__About this exercise__
Wherever the word "requested" turns up in a line of the entries, copy that line.

__Extracted data__
PR #36, opened 2021-12-20
Config GUI

nikolaqm:
# Feature

This PR adds GUI for creating configuration. It allows:
* visualization of existing config
* edits of existing fields
* addition of components based on `ConfigBuilder` from `qualang_tools.config`.

# Use

`python -m qualang_tools.config.gui`

When edits are made, user can download two files `config_edits.py` that contains all the edits. If needed, user can manually change this `config_edits.py` file, e.g. to delete unwanted additions of components.

# Restrictions

* while configuratoin can be explored when being build from `components` of `ConfigBuilder`, currently it cannot be directly edited if the items are initially added as objects. On the other hand, if configuration is purely config variable (no component objects are used in building it), it can be edited through the GUI.

# Possible future extensions

* Object view (currently just config file is seen)
* Raw file view in GUI
* Support for parameters in GUI
* Back views (show who uses some resource in GUI)
* Allow adding new field in direct config editing using OpenAPI schema (currently schema is used just to show docs)
* Restrict more tightly field value edits in direct config editing (currently it's not checking beyond general data type for correctness of entered values)
* Parsing initial raw config as minimal object model (so that we can see in object view even existing configs build before ConfigBuilder is used)
* Implement lazy addition to allow deletion of objects from config builder (currently there is no option to delete added element other than manually editing corresponding config_edits.py file)


qualang_tools/config/gui.py
```diff
@@ -0,0 +1,124 @@
...
+        print(
+            "\tIf web browser does not open, please enter the address stated above manually."
+        )
+        print("\tStop GUI by pressing Ctrl+C")
+        serve(app.server, host=host, port=port_number)
+        # for development:
+        # app.run_server(host="127.0.0.1", debug=False, port=port_number)
+    except OSError as e:
+        timer.cancel()
+        if e.args[0] != 98:
```
qguyk, line 120: what is this 98?

qualang_tools/config/server/qua1_openapi.json
```diff
@@ -0,0 +1,550 @@
+{
```
qguyk, line 1: this is qua from qm-qua 0.3.4.
it might change. does any change in the json requires change here?

if you have to save it here, please rename it to reflect the version supported.

qualang_tools/config/server/upload.py
```diff
@@ -0,0 +1,165 @@
...
+
+configuration = setup.build(configuration)
+"""
+        )
+    return "Starting from empty configuration..."
+
+
+def init_edits_file():
+    with open(os.path.join(UPLOAD_DIRECTORY, "config_edits.py"), "w") as fp:
+        fp.write(
```
qguyk, line 156: can you add tests that validate files are created correctly and can be loaded to python?
(in the tests folder, maybe create a function that do it and call it from the callback.

qguyk (changes requested):
@nikolaqm 
looks good, I've added some comments
I've requested some specific tests, but if you can add more tests - it's better.

qguyk:
@galwiner 
please see how to run the GUI and make sure it fits the product requirements.
also validate names and location of the files

qualang_tools/config/gui.py
nikolaqm: That is error code for "address already in use" when server tries to open port on which there is already process listening. I catching just that specific case.

qguyk: is this error code part of an enum, or you can get the number from somewhere?
if not, please add the explanation as a comment

nikolaqm: Added comment b9c70e7a04bc29e246f5bdaba53bc0bc69df715f

qualang_tools/config/server/qua1_openapi.json
nikolaqm: The version of the schema that is saved here is already in the file ( "info" > "version" ). We don't allow selection currently of different schema, so we can just keep updated this file, without changing things on two places (file name and its reference in the code). Is this satisfactory for now (just one major qua version)?
Once there are multiple major versions we can have multiple files, but then it would make sense to support in GUI selection of appropriate.

qualang_tools/config/server/upload.py
nikolaqm: Added in 9ed79ba98943b27a46d7dfa55fbdff4f0470cd03

qualang_tools/config/server/qua1_openapi.json
nikolaqm: Now we download latest schema if possible (cfd000af8f1cf5041bf5596689e83a795a9ced64 3517089f8633691dbd19d78c298e0e5d14095b3b 42f689b43b7d26705c7b7444649dc159f4daaf49) , if not just use local copy

qguyk (approved):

__Task result__
qguyk (changes requested):
I've requested some specific tests, but if you can add more tests - it's better.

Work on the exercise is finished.